(Records shown)

PR #699, opened 2022-11-19
Architecture-dependent Page Table Entry (PTE) flags for `x86_64` and `aarch64`

kevinaboos:
For purposes of comparison with #696

~~Remaining TODO: add `#[test]` cases for the four conversion routines.~~ Done


kernel/pte_flags/src/pte_flags_aarch64.rs
```diff
@@ -0,0 +1,168 @@
...
+        const OUTER_SHAREABLE    = 2 << 8;
+        /// Multiple cores from the same
+        /// cluster can access this page.
+        /// Indicates that multiple CPUs from only a single cluster may access this page.
+        const _INNER_SHAREABLE   = 3 << 8;
+
+        /// * The hardware will set this bit when the page is accessed.
+        /// * The OS can then clear this bit once it has acknowledged that the page was accessed,
+        ///   if it cares at all about this information.
+        const ACCESSED           = 1 << 10;
```
NathanRoyer: I think this is slightly incorrect: without setting the bit, qemu's emulated CPU refused to insert the descriptor in the TLB, and this resulted in page faults. By [manually setting the bit](https://github.com/NathanRoyer/aarch64-uefi/blob/main/uefi/src/memory.rs#L79), the descriptor was accepted into the TLB and I encountered no page fault. Maybe this was because of my configuration of translation control registers though? I'll check. It could also be qemu not implementing FEAT_HAFDBS.

kernel/pte_flags/src/lib.rs
```diff
@@ -0,0 +1,226 @@
...
+    /// Also, this contains only the flags that are common to both `x86_64` and `aarch64`.
+    ///
+    /// This type can be losslessly converted into `PteFlagsX86_64` and `PteFlagsAarch64`
+    /// with the typical [`From`] and [`Into`] traits.
+    /// This makes it to set general architecture-indepedent flags first,
+    /// and then convert it in order to set more architecture-specific flags.
+    /// 
+    /// This type can also be converted *from* `PteFlagsX86_64` and `PteFlagsAarch64`,
+    /// but it may be lossless as only the bit flags defined herein are preserved.
+    pub struct PteFlags: u64 {
```
NathanRoyer, line 65: I think it lacks a way to set PAGE_DESCRIPTOR & ACCESSED; I needed to set this bit for my descriptors to be used correctly by qemu's emulated CPU. As I wrote below, the CPU refused to use the descriptors I was creating if they didn't have the ACCESSED bit set.

NathanRoyer (commented):
Looks good to me, other than the two other comments I left on specific lines.

Not so important: `PteFlags` has the flags that best match x86_64 & aarch64; if we want to support risc-v in the future, would we change it based on flags common to aarch64, x86_64 & risc-v? I guess we'll see in the future

kevinaboos:
ok this should be completely ready now. @NathanRoyer please re-review and also see how I did the cool cfg stuff with docs

kernel/pte_flags/src/pte_flags_aarch64.rs
kevinaboos: should be fixed now

kernel/pte_flags/src/lib.rs
kevinaboos: hmm, i could add a function for setting ACCESSED, but for the PAGE_DESCRIPTOR that's something you should need to manually set by doing something like `flags.insert( PteFlagsAarch64::PAGE_DESCRIPTOR)` or remove, etc.

NathanRoyer:
> ok this should be completely ready now. @NathanRoyer please re-review

~~Your solution for ACCESSED will work. However, regarding PAGE_DESCRIPTOR, I'm not sure I understand why we shouldn't put it by default like ACCESSED because it's also a requirement for things to work... Without PAGE_DESCRIPTOR, all the other flags will be interpreted as if they were in a block descriptor~~

edit: we solved this during our meeting

> also see how I did the cool cfg stuff with docs

Very nice, didn't know about this trick

kernel/pte_flags/src/lib.rs
```diff
@@ -0,0 +1,264 @@
...
+}}
+cfg_if!{ if #[cfg(any(target_arch = "aarch64", doc))] {
+    mod pte_flags_aarch64;
+    pub use pte_flags_aarch64::PteFlagsAarch64;
+}}
+
+#[cfg(target_arch = "x86_64")]
+use pte_flags_x86_64::PteFlagsX86_64 as PteFlagsArch;
+#[cfg(target_arch = "aarch64")]
+use pte_flags_aarch64::PteFlagsAarch64 as PteFlagsArch;
```
NathanRoyer: Could these be re-exported publicly? So that I can do:
```rust
impl PageTableEntry {
    pub fn flags(&self) -> PteFlags {
        PteFlagsArch::from_bits_truncate(self.0).into()
    }
}
```
in `page_table_entry`

NathanRoyer:
Also, should we add a dummy `PteFlags::is_huge(self) -> bool` method? one that would always returns false?
(For the moment I commented out the calls to that method in `memory`)

NathanRoyer:
> By [manually setting the bit](https://github.com/NathanRoyer/aarch64-uefi/blob/main/uefi/src/memory.rs#L79), the descriptor was accepted into the TLB and I encountered no page fault. Maybe this was because of my configuration of translation control registers though? I'll check. It could also be qemu not implementing FEAT_HAFDBS.

Something I forgot: `TCR_EL1` (the translation control register) has two flags that control the behaviour of the CPU regarding the ACCESSED and DIRTY flags: [HA](https://docs.rs/cortex-a/latest/cortex_a/registers/TCR_EL1/HA/index.html) (for ACCESSED) and [HD](https://docs.rs/cortex-a/latest/cortex_a/registers/TCR_EL1/HD/index.html) (for DIRTY). However, even with these enabled, qemu triggers an access fault when the bit is initially cleared.

Regarding the output address size: I was using 48-bit OA mode in my experimental code; I assumed we could only address up to 48 bits (4 levels * 9 bits + 12 bits).

However, actually one of the following configurations can be selected (using `TCR_ELn::IPS` and `TCR_ELn::DS` - weirdly, the latter is not exposed by `cortex_a`... I assumed the DS field was just not present in TCR_EL1):

image

image

As we can see, the 52-bit output address mode is a bit more complex as some bits of the OA are shifted to the middle of lower attributes. This allows the dirty bit to always occupy the 51st bit. In 48-bit OA mode, bits 48 & 49 are reserved and bit 50 is the Guarded Page bit - implementation is optional.

In 52-bit OA mode, the shareability attributes are stored in the TCR_EL1 register, specifcially in field SH0 for TTBR0 page table walks and in field SH1 for TTBR1 page table walks. This limits us to two shareability profiles and also complexifies page table management a bit since that requires us to maintain two page tables at all time.

Apparently long mode x86_64 also supports [52-bit OA mode](https://wiki.osdev.org/Paging#Page_Map_Table_Entries); I don't know how this is configured however, but maybe you know.

kernel/pte_flags/src/pte_flags_aarch64.rs
```diff
@@ -0,0 +1,208 @@
...
+    ///
+    /// **Note:** items beginning with an underscore `_` are not used in Theseus.
+    ///
+    /// The designation of bits in each `PageTableEntry` is as such:
+    /// * Bits `[0:11]` (inclusive) are reserved by hardware for access flags, cacheability flags,
+    ///   shareability flags, and TLB storage flags.
+    /// * Bits `[12:50]` (inclusive) are reserved by hardware to hold the physical frame address.
+    /// * Bits `[51:54]` (inclusive) are reserved by hardware for more access flags.
+    /// * Bits `[55:58]` (inclusive) are available for custom OS usage.
+    /// * Bits `[59:63]` (inclusive) are reserved by hardware for extended access flags.
```
NathanRoyer: If we want to keep 48-bit OA mode, the correct documentation would be:
```rust
    /// * Bits `[0:11]` (inclusive) are reserved by hardware for access flags, cacheability flags,
    ///   shareability flags, and TLB storage flags.
    /// * Bits `[12:47]` (inclusive) are reserved by hardware to hold the physical frame address.
    /// * Bits `[48:49]` (inclusive) are ignored.
    /// * Bits `[50:54]` (inclusive) are reserved by hardware for more access flags.
    /// * Bits `[55:58]` (inclusive) are available for custom OS usage.
    /// * Bits `[59:63]` (inclusive) are reserved by hardware for extended access flags.
```

kernel/pte_flags/src/pte_flags_aarch64.rs
```diff
@@ -0,0 +1,208 @@
...
+//! has a "DEVICE nGnRE" entry, and [MAIR] index 1 has a Normal + Outer Shareable entry.
+//!
+//! [MAIR]: https://docs.rs/cortex-a/latest/cortex_a/registers/MAIR_EL1/index.html
+
+use crate::PteFlags;
+use bitflags::bitflags;
+use static_assertions::const_assert_eq;
+
+/// A mask for the bits of a page table entry that contain the physical frame address.
+pub const PTE_FRAME_MASK: u64 = 0x000_7FFFFFFFFF_000;
```
NathanRoyer: In 48-bit OA mode, this would be:
```rust
pub const PTE_FRAME_MASK: u64 = 0x000_0FFFFFFFFF_000;
```

kernel/pte_flags/src/lib.rs
kevinaboos: hmm so i considered exporting this publicly but couldn't think of a good use case for it. My primary concern was that users would be tempted to use `PteFlagsArch` everywhere when they really should be using `PteFlagsX86_64` or `PteFlagsAarch64` explicitly, which would then lead to really confusing compilation errors on a different platform than the one they initially were testing with, because the definition of `PteFlagsArch` would change depending on target platform. Generally that's indicative of a bad design.

Your use case here is definitely valid, but I think that you'll need a fair bit of aarch64-specific code in the `page_table_entry` crate. For example: several things have to change:
* `frame_value()` needs a different impl on aarch64 than x86 because more bits need to be masked out
* `set_entry()` needs to change (depending on how you implement it), e.g., you may choose to set the `PAGE_DESCRIPTOR` bit there (or elsewhere, higher up the call stack)
* `set_flags()` will be different too; we actually need to mask all of the bits in the arch-specific `PteFlags` type in order to make sure they're correctly set. The existing code only works for x86

Thus, since you'll need tons of arch-specific cfg, I think it's best to keep things explicit, which is also more Rust-y in nature. As such, we'll leave `PteFlagsArch` typedef private.

kevinaboos:
> Also, should we add a dummy `PteFlags::is_huge(self) -> bool` method? one that would always returns false? (For the moment I commented out the calls to that method in `memory`)

whoa, definitely not. That would be invalid and could lead to us completely misinterpreting what PTE values mean. For a concrete example of why, in the initial bootstrap assembly code (boot.asm) we actually do use huge pages to efficiently and easily map large regions of the very lowest and very highest addresses before jumping to Rust code. If we attempted to call `translate()` on one of those addresses early on, it would completely fail because it would unconditionally consider it a non-huge page PTE.

In any case, why do something like that which could confuse the caller? It also acts as a sanity check if we ever do come across a mapping that uses huge pages, or in the future when we add proper support for them.

kevinaboos:
> > By [manually setting the bit](https://github.com/NathanRoyer/aarch64-uefi/blob/main/uefi/src/memory.rs#L79), the descriptor was accepted into the TLB and I encountered no page fault. Maybe this was because of my configuration of translation control registers though? I'll check. It could also be qemu not implementing FEAT_HAFDBS.
> 
> Something I forgot: `TCR_EL1` (the translation control register) has two flags that control the behaviour of the CPU regarding the ACCESSED and DIRTY flags: [HA](https://docs.rs/cortex-a/latest/cortex_a/registers/TCR_EL1/HA/index.html) (for ACCESSED) and [HD](https://docs.rs/cortex-a/latest/cortex_a/registers/TCR_EL1/HD/index.html) (for DIRTY). However, even with these enabled, qemu triggers an access fault when the bit is initially cleared.

That's fine, it seems that those bits just allow hardware to set the access flag (as is the default behavior on x86) instead of the OS always doing it (?). Looks like  the Access Flag Fault always occurs regardless of HA/HD value, so let's just always set the `ACCESSED` bit for now, but also implement an Access Flag Fault handler such that we know when it happens (and can handle those faults in the future if/when we support swapping pages to disk).

kernel/pte_flags/src/pte_flags_aarch64.rs
kevinaboos: Yes, let's stick with 48-bit OA size and also assume an equivalent 48-bit IPA size. Thanks for digging into this!

kevinaboos:
> Regarding the output address size: I was using 48-bit OA mode in my experimental code; I assumed we could only address up to 48 bits (4 levels * 9 bits + 12 bits).

48-bit is fine with me, we can use that for now and if it presents problems we can move to 52-bit.

> As we can see, the 52-bit output address mode is a bit more complex as some bits of the OA are shifted to the middle of lower attributes. This allows the dirty bit to always occupy the 51st bit. In 48-bit OA mode, bits 48 & 49 are reserved and bit 50 is the Guarded Page bit - implementation is optional.

I was wondering about the DIRTY bit, that makes sense. Glad we resolved that.

> In 52-bit OA mode, the shareability attributes are stored in the TCR_EL1 register, specifcially in field SH0 for TTBR0 page table walks and in field SH1 for TTBR1 page table walks. This limits us to two shareability profiles and also complexifies page table management a bit since that requires us to maintain two page tables at all time.

We'd only ever use `OUTER_SHAREABLE` anyway, so that's not a problem. We could just use the same page tables for both TTBRs, i think.

> Apparently long mode x86_64 also supports [52-bit OA mode](https://wiki.osdev.org/Paging#Page_Map_Table_Entries); I don't know how this is configured however, but maybe you know.

We don't use it, but it's much simpler on x86 -- the 52-bit physical address can pretty much always be used.

kevinaboos:
@NathanRoyer I have addressed all of our comments, please double-check everything again.

**Important Note**: in the `memory_structs` crate, you will need to implement `aarch64`-specific canonicalization for 48-bit physical addresses, since they now differ from the 52-bit physical addresses we use on x86_64. 
Also, I assume that virtual addresses on aarch64 are also canonicalized in a similar fashion to x86; if not, you'll need to handle that too. 
This stuff is on L129-159 of `memory_structs/src/lib.rs`

NathanRoyer:
> @NathanRoyer I have addressed all of our comments, please double-check everything again.

About `PteFlagsAarch64::_CONTIGUOUS`:

> If not set, this translation table is not contiguous with the previous one in memory.

I think it's not necessarily the previous one; from the DDI0487:

> The Contiguous bit identifies a descriptor as belonging to a group of adjacent translation table entries that point to a contiguous OA range.

But anyway, the nuance is small and we don't use it so I'll leave it as is.

> **Important Note**: in the `memory_structs` crate, you will need to implement `aarch64`-specific canonicalization for 48-bit physical addresses, since they now differ from the 52-bit physical addresses we use on x86_64. Also, I assume that virtual addresses on aarch64 are also canonicalized in a similar fashion to x86; if not, you'll need to handle that too. This stuff is on L129-159 of `memory_structs/src/lib.rs`

I responded to this on Discord: the most significant bits of an address are typically used for tagged addresses (ASID) or ignored, when that mechanism is disabled.

I will approve this, you can merge it in.

NathanRoyer (approved):

kevinaboos:
> About `PteFlagsAarch64::_CONTIGUOUS`:
> 
> > If not set, this translation table is not contiguous with the previous one in memory.
> 
> I think it's not necessarily the previous one; from the DDI0487:
> 
> > The Contiguous bit identifies a descriptor as belonging to a group of adjacent translation table entries that point to a contiguous OA range.

Right, thanks for pointing that out. I'll fix it.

(End Records shown)

**Prompt:** The lines above that include "completely" should each be listed.

**Completed task:**
ok this should be completely ready now. @NathanRoyer please re-review and also see how I did the cool cfg stuff with docs
> ok this should be completely ready now. @NathanRoyer please re-review
whoa, definitely not. That would be invalid and could lead to us completely misinterpreting what PTE values mean. For a concrete example of why, in the initial bootstrap assembly code (boot.asm) we actually do use huge pages to efficiently and easily map large regions of the very lowest and very highest addresses before jumping to Rust code. If we attempted to call `translate()` on one of those addresses early on, it would completely fail because it would unconditionally consider it a non-huge page PTE.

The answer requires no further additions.